By using an animal model, Chang et al (1) performed RF ablation in the normal kidneys of swine both without and with vascular occlusion. They measured the size of the resulting thermal lesions (ie, zones of cellular nonviability) and compared the two lesion groups (ie, lesions created with and those created without occlusion). Vascular occlusion was performed by either surgically ligating the renal artery or selectively embolizing it with Embosphere particles (Biosphere Medical, Rockland, Mass).
The mean diameter of thermal injuries was 0.86 cm ± 0.07 when RF ablation was performed alone (ie, without occlusion) and 1.38 cm ± 0.05 when it was performed with vascular occlusion. This amounts to a 60% increase in lesion diameter, or a threefold increase in ablation lesion volume. There was no substantial difference in ablation zone size with surgical ligation (ie, clamping) versus with transcatheter embolization (1.40 cm ± 0.06 vs 1.33 cm ± 0.07, respectively).

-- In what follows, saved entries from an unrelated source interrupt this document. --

Issue #4332, opened 2026-07-15
fix(briefs): deflake 'sql: database is closed' in internal/briefs tests — red main killed the 07-15 release train


alekspetrov:
## Context

`internal/briefs` test flaked on main (run 29378523581, commit 02896358, 2026-07-15T00:20Z): `FAIL ... sql: database is closed`. This single red `test` check burned all 5 scope-release attempts within 7 minutes and killed the 07-15 daily release train (see #4331 for the recovery-path fix — this ticket is the trigger, that one is the disease).

## Scope

1. Reproduce: `go test -race -count=20 ./internal/briefs/...` — identify the teardown/lifetime bug (classic shape: shared `*sql.DB` closed by an earlier test's cleanup while a background goroutine or subtest still uses it; or `t.Cleanup` ordering vs `defer db.Close()`).
2. Fix the root cause — per-test DB handles or properly sequenced cleanup; no `time.Sleep` band-aids, no test skips.
3. If the flake spans other packages sharing the same test-DB helper, fix the helper.

## Gate commands

```bash
go test -race -count=20 ./internal/briefs/...
make test
make lint
```

## Acceptance

- 20 consecutive `-race` runs green locally and in CI.
- No reduction in assertion strength.

alekspetrov:
PR #4343 was closed without merging: CI checks failed (Knowledge Graph Drift Gate); fix issue #4344 created to continue this work

This issue will not be retried automatically under its own number — see the reason above for what happens next.

alekspetrov:
✅ PR merged successfully!

| Metric | Value |
|--------|-------|
| PR | #4345 |
| Branch | `pilot/GH-4332` |
| Time to merge | 12m30s |

alekspetrov:
✅ PR merged successfully!

| Metric | Value |
|--------|-------|
| PR | #4345 |
| Branch | `pilot/GH-4332` |
| Time to merge | 13m22s |

alekspetrov:
held for scope release schedule

PR #4343, opened 2026-07-15
fix(memory): persist exec.CreatedAt and fix sqlite time-bind format (GH-4332)

alekspetrov:
## Summary

- Fixes the actual bug behind the internal/briefs CI flake cited in GH-4332 (run 29378523581). The issue text quotes `sql: database is closed`, but pulling the real CI log shows that string belongs to an unrelated package's output block in the same `go test ./...` run — `internal/briefs`'s actual failure in that run was `TestGeneratorGenerate: generator_test.go:100: expected 1 blocked task, got 0`.
- Root cause: `SaveExecution`'s INSERT never listed `created_at`, so SQLite's `DEFAULT CURRENT_TIMESTAMP` silently overrode any test-supplied `Execution.CreatedAt`. The period queries (`GetExecutionsInPeriod`, `GetBriefMetrics`) filter `created_at` against a Go-captured `time.Time` window — under CI load, real insertion time could cross a wall-clock second after the test captured its window, dropping the row. Fixed by binding `exec.CreatedAt` (falling back to `time.Now()` when unset, matching prior behavior for production callers that never set it).
- That fix surfaced a second, deeper bug: `modernc.org/sqlite` writes a bound `time.Time` param using Go's `time.Time.String()` format by default, which SQLite's `date()`/`datetime()` can't parse (returns NULL) and which sorts inconsistently against `CURRENT_TIMESTAMP`-populated rows in plain string comparison. Fixed by opening the DB with `_time_format=sqlite` in the DSN, switching the driver to one of SQLite's own recognized date formats for every future bound `time.Time`.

To understand why the ablation zone is enlarged in the setting of vascular occlusion, one needs a basic understanding of how heat is transferred out of soft tissues (see diagram below). The bioheat transfer equation referenced by Chang et al is complicated, but the concept is simple: Heat loss occurs by means of either conduction or convection. With conduction, energy is dissipated directly into contiguous tissues. This occurs with or without perfusion and is a relatively inefficient method of cooling. With convection, heat is transferred into nearby flowing blood, analogous to the transfer of heat from a cars engine to the circulating coolant in its radiator. The bodys bloodstream thus acts as a "heat sink," allowing rapid dissipation of thermal energy. By occluding blood flow to an organ, one effectively "breaks the radiator." This slows cooling, expands the zone of thermal injury, and results in more cell death.
The Practice
Clinical use.Most commercially available RF ablation systems create a sphere of thermal injury measuring approximately 3 cm in diameter. Many solid organ tumors, however, are larger. Their treatment usually necessitates overlapping ablations, which are both time consuming and difficult to plan (6). Unless precisely created, the resulting ablation zones are heterogeneous, nonspherical, and sometimes unpredictable. Vascular occlusion at the time of RF ablation may allow larger tumors to be more reliably ablated in their entirety.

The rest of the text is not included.